The FUP 4 is a rod-shaped box body having a rectangular cross section with both ends closed in the vehicle width direction, extends in the vehicle width direction below the rear of the front bumper 3, and is fixed to the left and right side members 11 via the left and right FUP brackets 8. Will be done. The FUP4 regulates the movement of the above-mentioned other vehicle to the rear of the FUP4 when the vehicle 1 collides with another vehicle (not shown) such as a passenger car having a vehicle height lower than that of the vehicle 1, and the vehicle 1 has a FUP4. Prevent other vehicles from sneaking downwards.

As shown in FIGS. 1 to 3, the heat exchanger 5 includes a radiator (first heat exchanger) 14 and an intercooler (second heat exchanger) 15, and is behind the FUP 4 and has a second cross member. It is arranged between the left and right side members 11 in a state of being separated rearward from 13. The intercooler 15 may be referred to as a charge air cooler.

The radiator 14 is a rectangular plate-shaped structure having a front surface 14a and a rear surface 14b intersecting the front-rear direction, and the total length of the radiator 14 in the vertical direction is set to be longer than the total length of the intercooler 15 in the vertical direction. The radiator 14 is arranged behind the second cross member 13 between the left and right side members 11, and is fixed to the left and right side members 11 in a posture slightly inclined rearward toward the upper side. In this state, the upper end of the radiator 14 is located above the upper surface of the vehicle body frame 2 (the upper surfaces of the side member 11 and the second cross member 13), and the lower end of the radiator 14 is located above the lower surface of the vehicle body frame 2 (side members 11 and the upper surfaces of the second cross member 13).

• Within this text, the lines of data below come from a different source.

PR #2697, opened 2018-09-01
Refactor ASyncTCP class

emontnemery:
Changes:
- No need to poll
- Thread safe write() since WriteToHardware() is accessed from mainworker as pointed out by @gordonb3
- Fix access modifiers: ASyncTCP does not need any public members or methods, only private and some protected (for use in the derived HW classes)
- Refactor all derived HW classes, including removal of dead / useless code from Do_Work() loop

### DIFF
--- a/hardware/ASyncSerial.cpp
+++ b/hardware/ASyncSerial.cpp
@@ -127,7 +127,6 @@ void AsyncSerial::open(const std::string& devname, unsigned int baud_rate,
     pimpl->open=true; //Port is now open
 }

It is located below each lower surface of the second cross member 13. Cooling water that has been heated by an engine or the like is recovered and flows into the radiator 14. The inflowing cooling water is cooled by the cooling air (running air) passing from the front surface 14a to the rear surface 14b of the radiator 14 while flowing through the radiator 14, and is supplied again from the radiator 14 to the engine or the like.

The intercooler 15 has a front surface 15a and a rear surface 15b that intersect with each other in the front-rear direction, and is a rectangular plate-like structure smaller than the radiator 14, and the total length of the intercooler 15 in the vertical direction is the vertical direction of the radiator 14. Shorter than the total length. The intercooler 15 is arranged between the left and right side members 11 between the second cross member 13 and the front surface 14a of the radiator 14, and is arranged with respect to the left and right side members 11 in a posture slightly inclined rearward toward the upper side. Is fixed. In this state, the upper end of the intercooler 15 is located above the upper surface of the vehicle body frame 2 (the upper surfaces of the side member 11 and the second cross member 13), and the lower end of the intercooler 15 is the lower surface of the vehicle body frame 2 (side members). It is located slightly below the lower surface of each of the 11 and the second cross member 13) and above the lower end of the radiator 14. That is, the intercooler 15 is arranged so as to overlap the front side of the radiator 14, and the lower portion of the front surface 14a of the radiator 14 is exposed forward below the lower end of the intercooler 15. High-temperature intake gas supercharged by an engine supercharger (not shown) flows into the intercooler 15. The inflowing intake gas is cooled by the cooling air (running air) passing from the front surface 15a to the rear surface 15b of the intercooler 15 while flowing through the intercooler 15, and is supplied to the engine or the like.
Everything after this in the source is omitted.